TASK →
Scan the data and please report how many lines include the word "expected". Leave out everything but the number.

╭─ RECORDS PROVIDED

PR #4150, opened 2025-01-16
feat(FN-3675): implement custom typeorm naming strategy

RLavender98:
## Introduction :pencil2:
When I started working on the correction columns for storing old and new values using embedded entities I noticed the typeorm naming strategy was not very good for embedded columns:
     `previous` + `feesPaidToUkefForThePeriod` was becoming `previousFeespaidtoukeffortheperiod`
Which is not very readable. 

This initial PR addresses this so that these columns can be introduced with nice names.

- Implement custom naming strategy so that 'prefix' + 'embeddedProperty' becomes the column name 'prefixEmbeddedProperty'
- Rename two existing columns with incorrect casing in the names

### DIFF
--- a/libs/common/package.json
+++ b/libs/common/package.json
@@ -54,6 +54,7 @@
     "dotenv": "^16.4.5",
     "express": "^4.21.2",
     "html-entities": "^2.5.2",
+    "lodash": "^4.17.21",
     "lodash.difference": "^4.5.0",
     "mongodb": "^4.17.2",
     "mssql": "^11.0.1",
--- a/libs/common/package.json
+++ b/libs/common/package.json
@@ -54,7 +54,6 @@
     "dotenv": "^16.4.5",
     "express": "^4.21.2",
     "html-entities": "^2.5.2",
-    "lodash": "^4.17.21",
     "lodash.difference": "^4.5.0",
     "mongodb": "^4.17.2",
     "mssql": "^11.0.1",
--- a/libs/common/src/sql-db-connection/custom-naming-strategy.test.ts
+++ b/libs/common/src/sql-db-connection/custom-naming-strategy.test.ts
@@ -1,4 +1,4 @@
-import { CustomNamingStrategy, firstLetterCase } from './custom-naming-strategy';
+import { CustomNamingStrategy } from './custom-naming-strategy';
 
 describe('custom-naming-strategy', () => {
   describe('CustomNamingStrategy', () => {
@@ -15,10 +15,13 @@ describe('custom-naming-strategy', () => {
           ${'custom_name'} | ${['prefix_word']}        | ${'prefixWordCustomName'} | ${'the inputs are in snake case'}
           ${'custom name'} | ${['prefix word']}        | ${'prefixWordCustomName'} | ${'the inputs are in space separated'}
         `(
-          'should return the customName prefixed by all the prefixes in camel case $description',
+          'should return the customName prefixed by all the prefixes in camel case when $description',
           ({ customName, embeddedPrefixes, expected }: { customName: string; embeddedPrefixes: string[]; expected: string }) => {
+            // Act
             const result = strategy.columnName('propertyName', customName, embeddedPrefixes);
-            expect(result).toBe(expected);
+
+            // Assert
+            expect(result).toEqual(expected);
           },
         );
       });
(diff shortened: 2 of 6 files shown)


libs/common/package.json
```diff
@@ -54,6 +54,7 @@
     "dotenv": "^16.4.5",
     "express": "^4.21.2",
     "html-entities": "^2.5.2",
+    "lodash": "^4.17.21",
```
ChristianMcc, line 57: where is this being used?

ChristianMcc (approved):
LGTM! Nice fix for the issue, small question about lodash package

libs/common/src/sql-db-connection/custom-naming-strategy.test.ts
```diff
@@ -0,0 +1,60 @@
...
+        it.each`
+          customName       | embeddedPrefixes          | expected                  | description
+          ${'custom'}      | ${[]}                     | ${'custom'}               | ${'there are no embedded prefixes'}
+          ${'custom'}      | ${['prefix']}             | ${'prefixCustom'}         | ${'there is one embedded prefixes'}
+          ${'custom'}      | ${['prefix1', 'prefix2']} | ${'prefix1Prefix2Custom'} | ${'there are multiple embedded prefixes'}
+          ${'customName'}  | ${['prefixWord']}         | ${'prefixWordCustomName'} | ${'the inputs are in camel case'}
+          ${'custom_name'} | ${['prefix_word']}        | ${'prefixWordCustomName'} | ${'the inputs are in snake case'}
+          ${'custom name'} | ${['prefix word']}        | ${'prefixWordCustomName'} | ${'the inputs are in space separated'}
+        `(
+          'should return the customName prefixed by all the prefixes in camel case $description',
```
sw-mattw, line 18: Should this be the following?
```suggestion
          'should return the customName prefixed by all the prefixes in camel case when $description',
```

libs/common/src/sql-db-connection/custom-naming-strategy.test.ts
```diff
@@ -0,0 +1,60 @@
...
+          ({ customName, embeddedPrefixes, expected }: { customName: string; embeddedPrefixes: string[]; expected: string }) => {
+            const result = strategy.columnName('propertyName', customName, embeddedPrefixes);
+            expect(result).toBe(expected);
```
sw-mattw, line 21:
```suggestion
            expect(result).toEqual(expected);
```

libs/common/src/sql-db-connection/custom-naming-strategy.test.ts
sw-mattw: Same for the test case below this (line 36 at present)

libs/common/src/sql-db-connection/custom-naming-strategy.ts
```diff
@@ -0,0 +1,33 @@
+import { DefaultNamingStrategy } from 'typeorm';
+import { camelCase } from 'typeorm/util/StringUtils';
+
+/**
+ * Capitalises the first letter of a string without changing
+ * the casing of the rest of the string.
+ * @param name the name to capitalise
```
sw-mattw, line 7:
```suggestion
 * @param name - The name to capitalise
```

libs/common/src/sql-db-connection/custom-naming-strategy.ts
```diff
@@ -0,0 +1,33 @@
...
+ *
+ * The DefaultNamingStrategy does not handle embedded columns correctly,
+ * removing the casing of the embedded column names.
+ *
+ * e.g. if we have an embedded property 'fooBar', and the prefix 'bazQux'
+ * the default strategy would return 'bazQuxFoobar' instead of 'bazQuxFooBar'.
+ *
+ * Based on discussion here: @link{https://github.com/typeorm/typeorm/issues/7307}.
+ */
+export class CustomNamingStrategy extends DefaultNamingStrategy {
```
sw-mattw, line 23: I suspect this will be the only naming strategy we'll add, but should we add a prefix to this class' name?

RLavender98: We'll only ever have one so I don't think it is necessary

Zainzzkk: ColumnCamelCaseNamingStrategy? bit long though actually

╰─

WRITTEN ANSWER →
7